***** Data

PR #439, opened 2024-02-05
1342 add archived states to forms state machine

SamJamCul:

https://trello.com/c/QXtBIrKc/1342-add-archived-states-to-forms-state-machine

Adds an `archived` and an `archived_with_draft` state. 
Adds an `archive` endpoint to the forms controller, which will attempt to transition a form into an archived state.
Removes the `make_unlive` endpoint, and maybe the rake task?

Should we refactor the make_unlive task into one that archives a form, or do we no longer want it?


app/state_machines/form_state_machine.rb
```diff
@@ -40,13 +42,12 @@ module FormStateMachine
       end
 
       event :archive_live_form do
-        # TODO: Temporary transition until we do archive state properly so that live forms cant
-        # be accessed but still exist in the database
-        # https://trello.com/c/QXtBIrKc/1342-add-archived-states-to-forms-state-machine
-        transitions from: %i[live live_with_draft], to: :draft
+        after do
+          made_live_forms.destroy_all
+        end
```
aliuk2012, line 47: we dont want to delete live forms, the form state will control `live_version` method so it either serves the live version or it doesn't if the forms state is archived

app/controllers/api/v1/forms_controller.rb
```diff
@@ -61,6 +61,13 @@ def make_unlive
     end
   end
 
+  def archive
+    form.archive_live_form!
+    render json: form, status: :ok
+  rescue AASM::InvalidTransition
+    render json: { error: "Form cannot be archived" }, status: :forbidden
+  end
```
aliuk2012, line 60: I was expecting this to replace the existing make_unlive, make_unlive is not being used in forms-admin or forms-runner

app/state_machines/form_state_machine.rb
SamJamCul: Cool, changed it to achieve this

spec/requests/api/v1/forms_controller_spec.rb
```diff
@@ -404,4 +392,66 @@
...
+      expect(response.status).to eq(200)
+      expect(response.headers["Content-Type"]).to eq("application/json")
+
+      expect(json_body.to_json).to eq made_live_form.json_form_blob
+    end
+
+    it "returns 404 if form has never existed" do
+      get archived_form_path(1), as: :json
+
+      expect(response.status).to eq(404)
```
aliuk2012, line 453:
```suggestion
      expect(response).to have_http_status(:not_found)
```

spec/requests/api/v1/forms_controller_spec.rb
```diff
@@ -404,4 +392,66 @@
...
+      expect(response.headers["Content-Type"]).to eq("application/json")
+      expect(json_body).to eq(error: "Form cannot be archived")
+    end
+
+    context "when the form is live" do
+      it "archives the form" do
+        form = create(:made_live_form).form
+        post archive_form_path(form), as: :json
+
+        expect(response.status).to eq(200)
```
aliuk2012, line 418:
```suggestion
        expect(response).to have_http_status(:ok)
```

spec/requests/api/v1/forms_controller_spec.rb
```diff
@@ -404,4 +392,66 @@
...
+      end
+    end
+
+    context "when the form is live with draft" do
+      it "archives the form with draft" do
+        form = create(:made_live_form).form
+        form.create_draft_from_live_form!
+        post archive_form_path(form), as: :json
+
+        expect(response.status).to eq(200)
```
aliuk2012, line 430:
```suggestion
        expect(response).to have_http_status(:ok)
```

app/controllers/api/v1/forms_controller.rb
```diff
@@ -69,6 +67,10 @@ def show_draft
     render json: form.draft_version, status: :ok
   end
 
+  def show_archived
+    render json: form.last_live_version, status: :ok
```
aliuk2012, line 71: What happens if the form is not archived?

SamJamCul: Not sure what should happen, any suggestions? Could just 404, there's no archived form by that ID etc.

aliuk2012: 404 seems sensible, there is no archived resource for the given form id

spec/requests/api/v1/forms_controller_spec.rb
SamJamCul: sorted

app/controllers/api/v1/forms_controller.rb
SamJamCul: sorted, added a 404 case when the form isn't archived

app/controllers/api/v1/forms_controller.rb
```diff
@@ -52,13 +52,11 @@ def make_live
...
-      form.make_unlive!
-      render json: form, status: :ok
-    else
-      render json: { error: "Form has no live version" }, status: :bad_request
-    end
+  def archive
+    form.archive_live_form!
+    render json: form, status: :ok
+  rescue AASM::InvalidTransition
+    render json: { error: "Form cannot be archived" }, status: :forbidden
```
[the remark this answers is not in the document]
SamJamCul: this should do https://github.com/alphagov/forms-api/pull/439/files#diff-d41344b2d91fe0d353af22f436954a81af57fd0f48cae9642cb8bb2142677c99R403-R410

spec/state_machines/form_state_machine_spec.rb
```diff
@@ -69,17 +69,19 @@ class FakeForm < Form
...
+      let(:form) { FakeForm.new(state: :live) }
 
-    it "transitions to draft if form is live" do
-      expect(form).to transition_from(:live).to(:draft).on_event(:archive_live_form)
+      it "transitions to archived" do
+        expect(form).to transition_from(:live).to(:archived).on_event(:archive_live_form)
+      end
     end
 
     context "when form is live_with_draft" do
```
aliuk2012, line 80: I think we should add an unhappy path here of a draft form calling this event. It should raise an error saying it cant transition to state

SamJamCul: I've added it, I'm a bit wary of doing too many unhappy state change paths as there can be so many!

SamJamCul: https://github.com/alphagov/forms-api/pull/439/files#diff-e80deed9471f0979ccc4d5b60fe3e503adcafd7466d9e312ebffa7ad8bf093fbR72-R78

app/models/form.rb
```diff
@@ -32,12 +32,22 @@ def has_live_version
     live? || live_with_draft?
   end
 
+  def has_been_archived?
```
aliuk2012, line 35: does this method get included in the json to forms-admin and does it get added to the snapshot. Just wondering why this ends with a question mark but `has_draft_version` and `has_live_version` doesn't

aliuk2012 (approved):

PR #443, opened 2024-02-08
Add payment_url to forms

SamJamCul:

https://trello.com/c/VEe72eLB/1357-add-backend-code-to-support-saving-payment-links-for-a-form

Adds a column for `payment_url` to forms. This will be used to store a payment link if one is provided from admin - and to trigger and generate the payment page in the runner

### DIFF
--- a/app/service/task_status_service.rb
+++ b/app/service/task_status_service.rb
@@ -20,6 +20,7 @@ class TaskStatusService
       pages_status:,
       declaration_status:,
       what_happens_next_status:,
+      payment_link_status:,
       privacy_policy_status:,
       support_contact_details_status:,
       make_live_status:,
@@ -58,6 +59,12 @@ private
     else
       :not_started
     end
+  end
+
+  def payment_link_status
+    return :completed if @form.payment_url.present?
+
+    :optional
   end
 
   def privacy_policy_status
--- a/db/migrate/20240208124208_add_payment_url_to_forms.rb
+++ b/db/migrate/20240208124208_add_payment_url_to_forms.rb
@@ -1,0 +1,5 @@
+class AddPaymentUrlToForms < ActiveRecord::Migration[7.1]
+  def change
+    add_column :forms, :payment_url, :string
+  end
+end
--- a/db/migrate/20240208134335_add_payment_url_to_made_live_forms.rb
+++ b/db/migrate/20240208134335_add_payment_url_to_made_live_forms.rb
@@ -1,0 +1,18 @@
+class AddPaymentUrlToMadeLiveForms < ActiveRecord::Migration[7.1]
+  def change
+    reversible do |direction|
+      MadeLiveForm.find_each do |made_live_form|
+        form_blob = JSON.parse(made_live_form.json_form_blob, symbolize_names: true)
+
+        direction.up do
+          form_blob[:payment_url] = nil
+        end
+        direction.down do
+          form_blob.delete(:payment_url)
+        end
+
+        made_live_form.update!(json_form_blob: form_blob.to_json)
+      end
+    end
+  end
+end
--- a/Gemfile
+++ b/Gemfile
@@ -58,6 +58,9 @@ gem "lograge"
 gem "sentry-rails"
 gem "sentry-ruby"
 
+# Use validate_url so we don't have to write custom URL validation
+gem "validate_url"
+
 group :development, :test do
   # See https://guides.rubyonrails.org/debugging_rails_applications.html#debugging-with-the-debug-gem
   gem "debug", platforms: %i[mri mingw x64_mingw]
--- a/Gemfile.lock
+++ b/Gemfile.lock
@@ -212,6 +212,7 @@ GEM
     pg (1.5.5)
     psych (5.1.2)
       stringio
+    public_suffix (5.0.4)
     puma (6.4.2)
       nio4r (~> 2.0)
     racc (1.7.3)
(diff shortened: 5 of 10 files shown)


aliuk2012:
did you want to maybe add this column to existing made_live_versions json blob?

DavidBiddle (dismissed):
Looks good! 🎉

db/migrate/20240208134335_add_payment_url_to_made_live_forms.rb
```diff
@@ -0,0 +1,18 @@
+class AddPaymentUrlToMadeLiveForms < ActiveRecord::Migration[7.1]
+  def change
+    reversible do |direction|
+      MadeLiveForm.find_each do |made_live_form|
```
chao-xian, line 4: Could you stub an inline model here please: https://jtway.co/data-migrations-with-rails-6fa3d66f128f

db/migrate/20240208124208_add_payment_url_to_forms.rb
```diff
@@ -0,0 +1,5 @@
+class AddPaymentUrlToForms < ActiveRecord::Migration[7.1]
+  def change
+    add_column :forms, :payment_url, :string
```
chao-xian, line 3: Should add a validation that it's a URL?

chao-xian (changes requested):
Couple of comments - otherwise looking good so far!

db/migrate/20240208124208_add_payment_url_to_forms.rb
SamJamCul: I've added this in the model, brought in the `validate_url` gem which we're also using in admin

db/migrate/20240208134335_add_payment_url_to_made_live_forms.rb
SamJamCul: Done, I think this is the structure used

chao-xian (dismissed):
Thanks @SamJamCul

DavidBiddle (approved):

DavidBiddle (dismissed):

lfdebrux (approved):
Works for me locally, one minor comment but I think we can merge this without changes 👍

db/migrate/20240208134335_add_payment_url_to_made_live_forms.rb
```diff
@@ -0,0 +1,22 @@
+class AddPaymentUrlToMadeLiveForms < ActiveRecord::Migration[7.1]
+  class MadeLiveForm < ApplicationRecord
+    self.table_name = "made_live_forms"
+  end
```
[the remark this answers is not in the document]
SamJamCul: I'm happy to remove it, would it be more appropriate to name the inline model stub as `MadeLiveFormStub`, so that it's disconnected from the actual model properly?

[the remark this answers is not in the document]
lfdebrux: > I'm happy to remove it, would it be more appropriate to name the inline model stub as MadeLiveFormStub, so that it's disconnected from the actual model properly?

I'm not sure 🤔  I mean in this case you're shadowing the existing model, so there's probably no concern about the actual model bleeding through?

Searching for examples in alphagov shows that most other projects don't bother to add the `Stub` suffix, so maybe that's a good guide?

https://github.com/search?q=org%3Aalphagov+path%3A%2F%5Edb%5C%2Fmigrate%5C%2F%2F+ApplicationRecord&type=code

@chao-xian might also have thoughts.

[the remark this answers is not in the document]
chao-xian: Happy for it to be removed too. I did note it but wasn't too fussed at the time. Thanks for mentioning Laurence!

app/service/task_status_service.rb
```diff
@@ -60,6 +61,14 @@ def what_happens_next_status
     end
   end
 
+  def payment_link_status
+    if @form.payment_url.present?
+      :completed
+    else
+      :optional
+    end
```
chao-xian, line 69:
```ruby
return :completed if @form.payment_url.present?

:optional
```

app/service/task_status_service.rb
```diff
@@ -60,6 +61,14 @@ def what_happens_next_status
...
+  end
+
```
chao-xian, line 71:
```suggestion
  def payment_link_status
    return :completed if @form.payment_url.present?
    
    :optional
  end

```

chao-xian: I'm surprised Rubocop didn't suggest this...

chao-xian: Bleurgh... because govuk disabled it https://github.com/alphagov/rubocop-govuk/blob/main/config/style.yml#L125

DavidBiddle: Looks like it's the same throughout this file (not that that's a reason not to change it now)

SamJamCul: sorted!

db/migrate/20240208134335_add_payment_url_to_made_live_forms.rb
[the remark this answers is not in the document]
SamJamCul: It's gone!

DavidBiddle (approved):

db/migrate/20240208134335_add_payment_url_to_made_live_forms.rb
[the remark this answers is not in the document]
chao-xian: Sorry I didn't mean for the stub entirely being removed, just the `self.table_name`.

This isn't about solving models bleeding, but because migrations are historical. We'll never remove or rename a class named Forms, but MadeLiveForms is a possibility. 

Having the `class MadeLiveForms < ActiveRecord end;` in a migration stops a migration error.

**********
***** Data

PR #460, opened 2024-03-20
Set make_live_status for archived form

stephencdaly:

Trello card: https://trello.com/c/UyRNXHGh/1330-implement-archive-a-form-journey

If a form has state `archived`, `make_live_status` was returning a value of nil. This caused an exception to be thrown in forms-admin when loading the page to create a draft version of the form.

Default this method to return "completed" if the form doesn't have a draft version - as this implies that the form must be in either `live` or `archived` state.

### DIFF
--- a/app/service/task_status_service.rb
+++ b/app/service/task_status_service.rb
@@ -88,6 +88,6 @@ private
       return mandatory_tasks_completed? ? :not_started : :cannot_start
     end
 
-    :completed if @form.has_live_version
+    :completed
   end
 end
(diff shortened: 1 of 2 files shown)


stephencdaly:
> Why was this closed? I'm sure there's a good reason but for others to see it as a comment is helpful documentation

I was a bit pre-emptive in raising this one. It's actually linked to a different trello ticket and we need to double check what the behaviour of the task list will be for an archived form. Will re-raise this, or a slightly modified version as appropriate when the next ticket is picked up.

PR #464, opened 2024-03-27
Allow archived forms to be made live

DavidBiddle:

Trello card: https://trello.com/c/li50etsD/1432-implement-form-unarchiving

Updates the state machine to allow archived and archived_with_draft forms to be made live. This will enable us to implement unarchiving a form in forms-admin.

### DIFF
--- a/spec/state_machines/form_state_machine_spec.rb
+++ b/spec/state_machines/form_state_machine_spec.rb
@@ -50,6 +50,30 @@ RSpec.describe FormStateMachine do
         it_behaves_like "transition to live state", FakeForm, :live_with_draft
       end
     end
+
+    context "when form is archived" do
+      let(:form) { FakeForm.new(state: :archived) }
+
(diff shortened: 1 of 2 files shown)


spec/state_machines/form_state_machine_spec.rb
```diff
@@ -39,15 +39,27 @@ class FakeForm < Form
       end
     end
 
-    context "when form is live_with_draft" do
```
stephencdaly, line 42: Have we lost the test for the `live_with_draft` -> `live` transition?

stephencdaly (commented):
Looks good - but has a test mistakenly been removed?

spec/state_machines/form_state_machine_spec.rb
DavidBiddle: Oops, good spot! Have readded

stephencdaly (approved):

**********

What the task requires – Extract, from the listing above, every line where the string "Gemfile" occurs.

Answer for this exercise –
--- a/Gemfile
+++ b/Gemfile
--- a/Gemfile.lock
+++ b/Gemfile.lock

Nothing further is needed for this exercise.